In a recent post I inquired about arithmetic between integers and congruence classes. I learned a lot from the comments and I want to do right by giving a more adequate context to my predicament.
I have an equation $(a_{1}+a_{2})(N_{1} +N_{2})=a_{2}N_{2}+β$ ($β=N_{1}(a_{1}+a_{2})+a_{1}N_{2}$). $a,k∈ℤ$ and $N∈\left\{[0],A,B,C,D\right\}$. I wanted to have $[k]=N∈ℤ/5ℤ$ and $A=[1]$, $B=[2]$, $C=[3]$, and $D=[4]$. Thus, I could have an equation like such:
$(3-3)(D +A)=-3A+β$.
However, I was skeptical about the ability to perform arithmetic with integers and congruences classes. Not only to see if it is adequate to call such an object an equation, but also to know if $-3A=-A-A-A$. Now I know that it isn't feasible. You cannot perform arithmetic with integers and congruence classes.
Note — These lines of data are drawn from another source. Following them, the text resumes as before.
PR #156, opened 2026-03-03
feat: add experimental ToolRuntime abstraction for tool execution

cloetzi:
## Summary

- Add `ToolRuntime` abstraction with `Inline` (sequential) and `Threaded` (thread pool) implementations
- Add `Runner` abstraction (`Sequential` and `Threaded`) used by tool runtimes for concurrency control
- New `tool_runtime` DSL on agents and global config
- `around_tool_call` callback for wrapping individual tool call execution
- Refactor `execute_tool_calls` / `execute_pending_tool_calls` to delegate to the resolved runtime

## Test plan

- [x] ToolRuntime inline and threaded modes execute tool calls correctly
- [x] Runner sequential and threaded modes work correctly
- [x] `around_tool_call` callbacks compose properly (block, symbol, inheritance)
- [x] DSL resolves symbol, instance, and Proc configurations

### DIFF
--- a/docs/03_AGENTS.md
+++ b/docs/03_AGENTS.md
@@ -219,6 +219,22 @@ Using both `of:` and a block raises `Riffer::ArgumentError`. Using `of:` with a 
 
 Structured output is not compatible with streaming — calling `stream` on an agent with structured output configured raises `Riffer::ArgumentError`.
 
+### tool_runtime (Experimental)
+
+> **Warning:** This feature is experimental and may be removed or changed without warning in a future release.
+
+Configures how tool calls are executed. Defaults to sequential (inline) execution:
+
+```ruby
+class MyAgent < Riffer::Agent
+  model 'openai/gpt-4o'
+  uses_tools [WeatherTool, SearchTool]
+  tool_runtime :threaded
+end
+```
+
+Accepts `:inline`, `:threaded`, a `Riffer::ToolRuntime` instance, or a `Proc`. This setting is **not inherited** by subclasses — each agent class must configure its own tool runtime explicitly. When unset, falls back to `Riffer.config.tool_runtime`. See [Tools — Tool Runtime](04_TOOLS.md#tool-runtime-experimental) for details.
+
 ### guardrail
 
 Registers guardrails for pre/post processing of messages. Pass the guardrail class and any options:
@@ -542,7 +558,7 @@ end
 When an agent receives a response with tool calls:
 
 1. Agent detects `tool_calls` in the assistant message
-2. For each tool call:
+2. The configured tool runtime executes the tool calls (sequentially by default, or concurrently with `:threaded`):
    - Finds the matching tool class
    - Validates arguments against the tool's parameter schema
    - Calls the tool's `call` method with `context` and arguments
--- a/docs/03_AGENTS.md
+++ b/docs/03_AGENTS.md
@@ -233,7 +233,7 @@ class MyAgent < Riffer::Agent
 end
 ```
 
-Accepts `:inline`, `:threaded`, a `Riffer::ToolRuntime` instance, or a `Proc`. This setting is **not inherited** by subclasses — each agent class must configure its own tool runtime explicitly. When unset, falls back to `Riffer.config.tool_runtime`. See [Tools — Tool Runtime](04_TOOLS.md#tool-runtime-experimental) for details.
+Accepts `:inline`, `:threaded`, a `Riffer::ToolRuntime` instance, or a `Proc`. Inherited by subclasses. When unset, falls back to `Riffer.config.tool_runtime`. See [Tools — Tool Runtime](04_TOOLS.md#tool-runtime-experimental) for details.
 
 ### guardrail
 
--- a/docs/03_AGENTS.md
+++ b/docs/03_AGENTS.md
@@ -229,11 +229,11 @@ Configures how tool calls are executed. Defaults to sequential (inline) executio
 class MyAgent < Riffer::Agent
   model 'openai/gpt-4o'
   uses_tools [WeatherTool, SearchTool]
-  tool_runtime :threaded
+  tool_runtime Riffer::ToolRuntime::Threaded
 end
 ```
 
-Accepts `:inline`, `:threaded`, a `Riffer::ToolRuntime` instance, or a `Proc`. Inherited by subclasses. When unset, falls back to `Riffer.config.tool_runtime`. See [Tools — Tool Runtime](04_TOOLS.md#tool-runtime-experimental) for details.
+Accepts a `Riffer::ToolRuntime` subclass, a `Riffer::ToolRuntime` instance, or a `Proc`. Inherited by subclasses. When unset, falls back to `Riffer.config.tool_runtime`. See [Tools — Tool Runtime](04_TOOLS.md#tool-runtime-experimental) for details.
 
 ### guardrail
 
@@ -558,7 +558,7 @@ end
 When an agent receives a response with tool calls:
 
 1. Agent detects `tool_calls` in the assistant message
-2. The configured tool runtime executes the tool calls (sequentially by default, or concurrently with `:threaded`):
+2. The configured tool runtime executes the tool calls (sequentially by default, or concurrently with `Riffer::ToolRuntime::Threaded`):
    - Finds the matching tool class
    - Validates arguments against the tool's parameter schema
    - Calls the tool's `call` method with `context` and arguments
--- a/docs/04_TOOLS.md
+++ b/docs/04_TOOLS.md
@@ -474,16 +474,6 @@ class HttpToolRuntime < Riffer::ToolRuntime
 end
 ```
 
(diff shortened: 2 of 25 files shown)


docs/03_AGENTS.md
```diff
@@ -219,6 +219,22 @@ Using both `of:` and a block raises `Riffer::ArgumentError`. Using `of:` with a
...
+
+```ruby
+class MyAgent < Riffer::Agent
+  model 'openai/gpt-4o'
+  uses_tools [WeatherTool, SearchTool]
+  tool_runtime :threaded
+end
+```
+
+Accepts `:inline`, `:threaded`, a `Riffer::ToolRuntime` instance, or a `Proc`. This setting is **not inherited** by subclasses — each agent class must configure its own tool runtime explicitly. When unset, falls back to `Riffer.config.tool_runtime`. See [Tools — Tool Runtime](04_TOOLS.md#tool-runtime-experimental) for details.
```
Thibaut: question (non-blocking):

> each agent class must configure its own tool runtime explicitly

If an agent class subclasses another class that has `tool_runtime :threaded`, and then doesn't call `tool_runtime`, do we raise an error or fall back to `:inline`? I think the latter would be very unexpected. I don't see a significant downside of inheriting `tool_runtime`. It's the generally-expected behavior for subclassing (especially when we have other DSL methods that inherit like that).

docs/04_TOOLS.md
```diff
@@ -368,6 +368,161 @@ rescue => e
...
+    Riffer::Tools::Response.text(response.body)
+  rescue Riffer::ToolExecutionError => e
+    Riffer::Tools::Response.error(e.message, type: :execution_error)
+  rescue RuntimeError => e
+    Riffer::Tools::Response.error("Error executing tool: #{e.message}", type: :execution_error)
+  end
+end
+```
+
+You can also compose with a custom `Riffer::Runner` for concurrency control:
```
Thibaut: question (blocking): I don't quite grok this use-case and it is the first/only mentions of "runners". Do "runners" need to be part of the public API, or should we keep them internal? I think the latter is probably best for now.

docs/04_TOOLS.md
```diff
@@ -368,6 +368,161 @@ rescue => e
...
+```
+
+### Around-Call Hook
+
+Each tool call is wrapped by the `around_tool_call` instance method, which yields by default. Use the `around_tool_call` class method DSL to define custom behavior via a symbol or block:
+
+```ruby
+# Symbol — delegates to a named instance method (recommended for non-trivial logic):
+class InstrumentedRuntime < Riffer::ToolRuntime
+  around_tool_call :instrument
```
Thibaut: thought (non-blocking): I find it odd/inconsistent that runtime classes both have a DSL available to them as well as the expectation to override certain methods (`dispatch_tool_call`). Since runtimes are a low-level abstraction I would suggest sticking to overriding methods as the only pattern.

lib/riffer/tool_runtime.rb
```diff
@@ -0,0 +1,142 @@
...
+# tool calls are dispatched (e.g., HTTP, gRPC).
+#
+#   runtime = Riffer::ToolRuntime::Inline.new
+#   results = runtime.execute(tool_calls, tools: tools, context: ctx)
+#
+class Riffer::ToolRuntime
+  # +runner+ - the concurrency runner to use for batch execution.
+  #
+  #: (?runner: Riffer::Runner) -> void
+  def initialize(runner: Riffer::Runner::Sequential.new)
```
Thibaut: suggestion (blocking): I think this should be set in `Riffer::ToolRuntime::Inline` and this class should become abstract (`raise NotImplementedError` in intialize). That way a subclass has to be explicit about what runner to run, and subclasses that want to use the sequential runner can (explicitly) subclass `Riffer::ToolRuntime::Inline` if that's the behavior they want.

lib/riffer/runner.rb
```diff
@@ -0,0 +1,24 @@
...
+# Generic concurrency primitive for batch execution.
+#
+# Subclasses implement +map+ to control how items are processed
+# (sequentially, threaded, etc.).
+#
+#   runner = Riffer::Runner::Sequential.new
+#   runner.map([1, 2, 3]) { |n| n * 2 }
+#   # => [2, 4, 6]
+#
+class Riffer::Runner
```
Thibaut, line 13: question (blocking): runner are so small/trivial (one method) that I'd love to see how things look like if we folded them into the runtime. Is a runtime really that different from a runner? If we have to expose runners to the public interface then I think consolidating behind a single class would be beneficial.

Thibaut (commented):
Great work! Some questions/suggestions but very aligned on the idea/approach overall 👍

lib/riffer/runner.rb
cloetzi: Ya, so the idea behind runners is to use them for sub-agents as well. I agree that it shouldn't be a public interface, and I'll remove them from the doc. We might merge it at a later point.

Thibaut: I would leave them out until we actually do sub-agents, then we can assess the abstraction in that context, with much more concrete data to go by.

cloetzi: Hmm, are you OK keeping it in for now? I do expect we'll do a second iteration on runners and tool runtime, and we can tackle it then. 

The main motivation is to introduce the concept and see if it holds up, if not, we'll remove it.

docs/04_TOOLS.md
cloetzi: Yeah, bad doc. I removed it.

docs/04_TOOLS.md
cloetzi: That would simplify a lot of code, let me remove this.

lib/riffer/tool_runtime.rb
cloetzi: [7f4dba4](https://github.com/janeapp/riffer/pull/156/commits/7f4dba43364edcd992b3255aea02e133b5f62c9e)

lib/riffer/runner.rb
Thibaut: How will we see if it holds up?

If it turns out we don't need sub-agents or not that way, I'm worried we'll leave behind a more complicated implementation of runtimes than we have to. Given we are solving the runtime problem for now, I feel it's best to scope the implementation to only that problem and do the simplest thing, but if you feel strongly about it I'm OK to leave it.

docs/04_TOOLS.md
cloetzi: [004fdc5](https://github.com/janeapp/riffer/pull/156/commits/004fdc5cd4c3c89424e6ca1933561653d6d414a2)

docs/04_TOOLS.md
cloetzi: [8334b50](https://github.com/janeapp/riffer/pull/156/commits/8334b509eb4676ddcd91830ef474577f87f54b15)

lib/riffer/runner.rb
cloetzi: We'll see if it holds up when we implement subagents. I know Jake wants it for OSS riffer and I can't see world where we never need it for our use.

I am not sure if I agree with that it is significantly more complicated. As you said, it is a single method right now, and it will be straight forward to re-integrate it back. If we remove it now, my worry is that it is going to be painful to separate the runtime out of the tool runner.

I am happy to admit defeat if this starts getting in the way in subsequent iterations, but right now it is implemented and working, and there's a plan to re-use it for subagents.

docs/03_AGENTS.md
cloetzi: Good point, I initially removed it for simplicity’s sake, but it is not a ton of extra code to remove a potential unexpected behaviour.

[71d85ed](https://github.com/janeapp/riffer/pull/156/commits/71d85eda1594d2e028c05d634280e00900a5882b)

lib/riffer/agent.rb
```diff
@@ -618,16 +618,24 @@ def resolved_tools
...
+      runtime = if config.is_a?(Proc)
+        (config.arity == 0) ? config.call : config.call(@tool_context)
+      else
+        config
+      end
 
-    JSON.parse(arguments, symbolize_names: true)
+      case runtime
+      when :inline then Riffer::ToolRuntime::Inline.new
+      when :threaded then Riffer::ToolRuntime::Threaded.new
```
Thibaut: suggestion (blocking): just realized these make a special case out of the built-in runtimes, and is a pattern we moved away from in the past to have special identifiers for classes. We were able to simplify quite a few things and side-step load-order issues by sticking to classes, so I would do the same here.

```ruby
tool_runtime Riffer::ToolRuntime::Inline
```
is simple enough and points directly to the underlying implementation.

cloetzi: [a96c7d1](https://github.com/janeapp/riffer/pull/156/commits/a96c7d1f3a2a6f6d404b3070e42253f4ab8c6180)

Thibaut (approved):
Thanks for the changes!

I'm hoping there is some other way I can get the equation I want.
What I'm trying now is having each letter represent $f(5m+n)$. So $A=f(5m+1)$, $B=f(5m+2)$, all the way to $D=f(5m+4)$. $f(5m+0)=z$. $f(k)=N∈\left\{z,A,B,C,D\right\}.$ This way, it seems valid that $-3A=-A-A-A$. Is this a feasible alternative? Thank you for the input. I'm always open to information that will help me succeed.
EDIT: $5m+n=k$. While $k,m,n∈ℤ$, $0≤n<5$. $N∈\left\{ z, A, B, C, D \right\}$. $f:ℤ→\left\{ z, A, B, C, D \right\}$. So $f(5m+1)=A$. I'm merely mapping integers to valueless letters. My mistake was using modular arithmetic because $-3A≠-A-A-A$ when $A=[1]$. What I'm hoping is that $-3A=-A-A-A$ when $A=f(5m+1)$.